Malgré un rythme légèrement indolent, on ne peut qu'apprécier la qualité d'une telle histoire, sa construction, son évolution : cela a beau être très « posé » en apparence, les mots sont une arme redoutable, où derrière l'aspect hautement respectable, notamment de Madame de La Pommeraye, se cache une vraie cruauté, tissée avec beaucoup d'habileté au fil des minutes. Cette dernière n'est toutefois jamais gratuite, l'humain restant toujours prépondérant aussi bien chez Diderot que Mouret, chacun ayant ses raisons pour agir ainsi, apparaissant cohérent avec les idées qu'il défend, sans que le moindre moralisme vienne apparaître. Et si l'on peut toujours penser que d'autres comédiens auraient peut-être été plus à leur place dans cet univers, à l'image d'une diction connaissant quelques loupés (pour le moins inhabituel chez l'ami Emmanuel), le trio Cécile de France - Édouard Baer - Alice Isaaz livre une prestation de qualité, les deux premiers apparaissant plus inspirés dans le drame que le marivaudage.

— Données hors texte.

PR #543, opened 2016-04-29
Close #150

### LINKED ISSUE #150: Implement SwitchStatementWithoutDefaultBlock

Hosch250:


VSDiagnostics/VSDiagnostics/VSDiagnostics/Utilities/DiagnosticId.cs
```diff
@@ -48,5 +48,6 @@ public static class DiagnosticId
         public const string DivideIntegerByInteger = "VSD0045";
         public const string EqualsAndGetHashcodeNotImplementedTogether = "VSD0046";
         public const string ElementaryMethodsOfTypeInCollectionNotOverridden = "VSD0047";
+        public const string SwitchIsMissingDefaultLabel = "VSD0049";
```
Vannevelj: Where did VSD0048 go to? Do you still need to merge develop into your branch?

Vannevelj: Oh nevermind. I didn't merge the PR myself yet

PR #548, opened 2016-04-29
Change exception

Hosch250:


VSDiagnostics/VSDiagnostics/VSDiagnostics.Test/Tests/General/SwitchIsMissingDefaultLabelTests.cs
```diff
@@ -57,7 +57,7 @@ void Method()
                 case MyEnum.Buzz:
                     break;
                 default:
-                    throw new System.NotImplementedException();
+                    throw new System.ArgumentException();
```
Vannevelj: These should have an argument. `throw new System.ArgumentException(nameof(e))`

VSDiagnostics/VSDiagnostics/VSDiagnostics/Diagnostics/General/SwitchIsMissingDefaultLabel/SwitchIsMissingDefaultLabelCodeFix.cs
```diff
@@ -37,15 +37,31 @@ public override ImmutableArray<string> FixableDiagnosticIds
...
-                SyntaxFactory.ThrowStatement(SyntaxFactory.ParseExpression("new System.NotImplementedException()"))
+            var model = await document.GetSemanticModelAsync();
+
+            var symbol = model.GetSymbolInfo(switchBlock.Expression).Symbol;
+            string expression;
+            if (symbol != null)
+            {
+                expression = $"nameof({symbol.Name})";
+            }
+            else if (switchBlock.Expression.IsKind(SyntaxKind.StringLiteralExpression))
```
Vannevelj: Instead of the elseif/if, can't you just do `else { expression = switchBlock.Expression.ToString(); }`?

Hosch250: That results in `("test".ToString())`, even with the simplifier annotation.

Vannevelj: Oh okay, I see now what you were doing. Okay, that should suffice as it is then.

PR #551, opened 2016-04-29
Close #544

### LINKED ISSUE #544: Loop statement without braces shows wrong message
Something slipped through the cracks. `LoopStatementWithoutBracesAnalyzer` its resources use what should be `LoopedRandomInstantiationAnalyzer` its resources while the latter uses an outdated version.

Hosch250:
Close #544


Vannevelj:
You should also change `LoopedRandomInstantiationAnalyzer` its messages to what this one incorrectly had (e.g. "Variable {0} of type System.Random is instantiated in a loop." and "An instance of type System.Random is created in a loop.").

PR #552, opened 2016-04-29
Feature545

### LINKED ISSUE #545: Implement UsingStatementWithoutBraces
A `using()` statement should be followed with braces as well. An exception to this is when you have multiple chained using statements: in that case only the last one should have the braces.

Hosch250:
Close #545.

Do not merge this until after #551 is merged.


Vannevelj:
Can you put this in a separate branch? You're integrating #544 again.

Don't forget the README as well

PR #556, opened 2016-04-30
Implement #477

### LINKED ISSUE #477: Implement ImplementEqualsAndHashcode
Provide a basic implementation. This should work as a context action when the caret is on the class declaration. Related to #185 and #3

Sans oublier les séduisants seconds rôles tenus par Laure Calamy et surtout Natalia Dontcheva, que je ne connaissais pas et m'ayant fait forte impression, aussi bien par sa beauté que son talent. Avec « Mademoiselle de Joncquières », Emmanuel Mouret semble avoir réalisé le film qu'il souhaitait depuis longtemps, imparfait sans doute, mais doté de qualités suffisamment rares pour qu'il soit apprécié à sa juste valeur, à l'image des nombreux plans tout en ombre et lumière n'étant pas sans rappeler les plus beaux tableaux de l'époque. Une réussite, 73 ans après l'étonnante adaptation contemporaine de Robert Bresson, « Les Dames du bois de Boulogne ».